Updates - I have made a few more and seems the majority of the basters are made of a clear hard plastic (depending on maker/seller). The same instructions apply, but a hacksaw is used to cut the baster tube. I also updated the instruction post about it.

If you make one, include a quick note here, and let me know how it works for you. I know Kiet (kitkat39) made the baster and had good results.





Also if anyone doesn't want to make one and would rather buy one, just send me a PM.


----------



## ZephyrStar (Feb 28, 2015)

I made one a few days ago and it has been working pretty good... I made a few modifications because of how my baster was shaped and fit together, but i think they made it harder to blow the flies back out. I think my problem is that the mesh is in a wider part of the baster instead of on the tubing. (also for tubing i used part of one of those silly straw glasses because they had those at hobby lobby for $1.00) I will probably go get another baster and try again soon.

I also tap a bunch of flys into an empty culture cup with a hole punched into the lid. I then stick the tubing into the hole to suck them up. No media getting stuck and no escapees  

Thanks for the tutorial!


----------



## CosbyArt (Feb 28, 2015)

ZephyrStar said:


> I made one a few days ago and it has been working pretty good... I made a few modifications because of how my baster was shaped and fit together, but i think they made it harder to blow the flies back out. I think my problem is that the mesh is in a wider part of the baster instead of on the tubing. (also for tubing i used part of one of those silly straw glasses because they had those at hobby lobby for $1.00) I will probably go get another baster and try again soon.
> 
> I also tap a bunch of flys into an empty culture cup with a hole punched into the lid. I then stick the tubing into the hole to suck them up. No media getting stuck and no escapees
> 
> Thanks for the tutorial!


Thanks for posting. Your welcome too for the tutorial, but sounds like you haven't had much luck with your modifications. The tubing is the limiting factor for airflow, in addition to the mesh used.

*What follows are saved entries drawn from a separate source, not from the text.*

PR #299, opened 2021-11-15
Add scripts and documentation to restore Postgres database from a backup

### LINKED ISSUE #201: Enable restoring back-up and share knowledge
Ensure we are well able to restore back-ups. Probably Jst, Oizo, Amatissart and Lfaucon should know how to restore a backup

amatissart:
Closes #201

2 distinct mechanisms are implemented:

1. Restore **an entire backup from the same host:**
To be used after an incident, or in order to restore the database to a previous state (e.g after a temporary experiment on a non-production environment).

2. Fetch and import a backup **from a different host** (e.g for development purposes). 
In this case, some data on the target database is preserved to keep OAuth applications functional.

See [the updated README](https://github.com/tournesol-app/tournesol/blob/restore-pg-backup/infra/README.md#restore-postgres-backup) for more details.

### DIFF
--- a/infra/README.md
+++ b/infra/README.md
@@ -40,7 +40,6 @@
 
 ## TODO
 
-- Backup automation and monitoring (database mainly?)
 - Application artifacts retrieval with proper triggers on updates (CI integration, CD?) (for now ansible clones, builds and deploys during each run)
 - CI/CD design
 - IDS/IPS? WAF?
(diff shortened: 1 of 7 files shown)


lfaucon (commented):
Right after restoring the db, I want Django migrations to run, isn't it? I don't see what part of the recipe would do this.

lfaucon (commented):
Our db is still super small so these operations take seconds, but I expect it will get slower over time. Do we have any risk of inconsistency / weird behaviour if users are using the instance during the restore operation? Do we want to do something like "switch to maintenance state (=no API & frontend shows a temporary maintenance screen)" then "restore db" then "switch back to normal state". Not blocking this work but I am interested in your thoughts on this.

For tubing you can get it at most hardware stores (Ace, True-Value) or the farm/tractor stores (Rural King, Tractor Supply, or such). You could always go for a larger diameter tube such as 1/2" for even more suction. The larger size however will be limited on suction/blow time as the baster bulb can only move/hold so much air.

Glad you found a method to make feeding easier with the empty cup. I'll have to try it myself, as no matter what there are a few to escape at times.


----------



## CosbyArt (Mar 2, 2015)

Update - Thanks for everyone's interest in my baster contraption. I have made several for PM orders now, and as gifts with my flies and nymph shipments. As I have been asked - Yes, the $10 goes to shipping costs (Priority mail) and supplies to make the baster. I have no dreams to make money off the hobby. I get just as much fun out of helping others, and having a related project.  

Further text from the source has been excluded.